Islamic scholars have broadly accepted the ijara structure. Despite its simplicity and its broad acceptance, however, it suffers from some potential commercial disadvantages for the issuer, namely:

  • not all potential issuers have access to the necessary underlying asset for such a transaction;
  • the asset is tied up for the term of the transaction, the owner of the asset cannot divest it freely and there could be negative pledge implications in putting the asset into the transaction;
  • even if a potential issuer does have access to an appropriate underlying asset, depending on the jurisdiction where the asset is located, stamp duty and taxation costs associated with introducing the asset into the structure could make such a transaction unviable; and
  • there could be continuing shariah audits in connection with the asset: these can be time-consuming and costly for the issuer.

Moving forward

To overcome the limitations of the ijara sukuk structure, more innovative structures can be used. Pooling of investor funds on a mudaraba basis (an Islamic financing term referring to participation financing) in order for the funds to be invested in various shariah-compliant transactions that meet set criteria is an option. The return to the investors will be linked to the underlying shariah-compliant transactions and their performance.

However, this structure is not viable for many potential issuers that do not have the required shariah-compliant transaction portfolio for the funds to be invested in.
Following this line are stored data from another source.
PR #969, opened 2024-06-10
Sonarqube fixes

tobiaskleiner:


simtools/ray_tracing.py
```diff
@@ -307,7 +307,6 @@ def analyze(
                     containment_diameter_cm = image.get_psf(containment_fraction, "cm")
                     containment_diameter_deg = image.get_psf(containment_fraction, "deg")
                     centroid_x = image.centroid_x
```
GernotMaier, line 309: Why do you need to keep centroid_x?

simtools/simtel/simtel_config_reader.py
GernotMaier, line 1: This I don't understand. What is better?

simtools/simtel/simtel_runner.py
```diff
@@ -168,7 +168,7 @@ def run(self, test=False, force=False, input_file=None, run_number=None):
             self._logger.error(msg)
             raise RuntimeError(msg)
 
-        if not self._shall_run(run_number=run_number) and not force:
+        if not self._shall_run() and not force:
```
GernotMaier, line 171: And you are sure that the run number is not needed? This seems to be a functional change.

GernotMaier (changes requested):
Could you have another look at the changes in simtel-runner? Not sure why you don't need anymore the run number.

simtools/simtel/simtel_runner.py
tobiaskleiner: Don't really understand what the purpose of shall_run is here: https://github.com/gammasim/simtools/blob/b010eee27884d85353cac010f0ae17e19ed291a0/simtools/simtel/simtel_runner.py#L231
It only returns False. Do you know?

simtools/ray_tracing.py
tobiaskleiner: @GernotMaier did you mean the centroid_y? This one could be removed probably.

GernotMaier: I was wondering why we need only centroid x (and not centroid y). I can see that is used for the effective focal length calculation.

Furthermore, because of the need for some genuine risk participation, the return cannot give investors the certainty of being fixed or floating.

On the other hand, while the return on such a structure is based on the performance of the issuer and the underlying transactions, making the return calculation very different to standard capital market instruments, these products can be structured to give a return that is very similar to an ordinary bond. However, as mentioned above, a purchase undertaking for such structures has recently been questioned from a shariah perspective (making structuring such transactions more challenging).

Alternative structures are being contemplated based upon other well-known Islamic financing methods and innovative proposals. The biggest challenge that these potential structures face is producing an instrument that can be traded freely in the secondary market without breaching the fundamental Islamic principle of not trading in debt above or below par and meeting shariah standards as now accepted. The ijara structure gets around this problem cleanly by producing instruments that represent an interest in an underlying asset that can be traded. To overcome this problem, some of the structures being contemplated are extremely complex and document-intensive. However, there seems to be a strong will to come up with a structure that will open the Islamic capital markets to issuers that cannot or do not necessarily want to provide assets to their borrowing structures. The structural challenges will no doubt be resolved in a way that will be acceptable to shariah scholars in the very near future.